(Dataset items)

···

PR #415, opened 2023-02-16
GUACAMOLE-600: Add support for setting the Telnet connection timeout.

necouchman:
Add support for specifying the connection timeout for Telnet connections.

### DIFF
--- a/src/protocols/telnet/telnet.c
+++ b/src/protocols/telnet/telnet.c
@@ -424,9 +424,29 @@ static telnet_t* __guac_telnet_create_session(guac_client* client) {
                 NI_NUMERICHOST | NI_NUMERICSERV)))
             guac_client_log(client, GUAC_LOG_DEBUG, "Unable to resolve host: %s", gai_strerror(retval));
 
-        /* Connect */
-        if (connect(fd, current_address->ai_addr,
-                        current_address->ai_addrlen) == 0) {
+        fd_set fdset;
+        FD_ZERO(&fdset);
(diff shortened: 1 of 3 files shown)


src/protocols/telnet/telnet.c
```diff
@@ -424,9 +424,25 @@ static telnet_t* __guac_telnet_create_session(guac_client* client) {
...
-                        current_address->ai_addrlen) == 0) {
+        fd_set fdset;
+        FD_ZERO(&fdset);
+        FD_SET(fd, &fdset);
+
+        struct timeval timeout_tv;
+        timeout_tv.tv_sec = settings->timeout;
+        timeout_tv.tv_usec = 0;
+
+        connect(fd, current_address->ai_addr, current_address->ai_addrlen);
```
mike-jumper, line 435: How does this work together with `select()`? Is it OK to ignore the return value of `connect()`?

necouchman: I'll have to re-locate the sources I was using when I was researching how to do this, but my recollection is that adding the `fd` to `fd_set` before calling `connect()` essentially makes that into an asynchronous call, and the `fd_set` is then monitored for activity via the `select()` call, including handling the timeout.

I suppose it may still be worthwhile to check the return value of `connect()` just to make that something unexpected doesn't occur, so I should probably put that back in there.

necouchman: Okay, added back some error checking on the `connect()` call.

mike-jumper (approved):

···

Task prompt.
Where does the word "back" occur in the data? Copy every line that has it.

Result of the task.
I suppose it may still be worthwhile to check the return value of `connect()` just to make that something unexpected doesn't occur, so I should probably put that back in there.
necouchman: Okay, added back some error checking on the `connect()` call.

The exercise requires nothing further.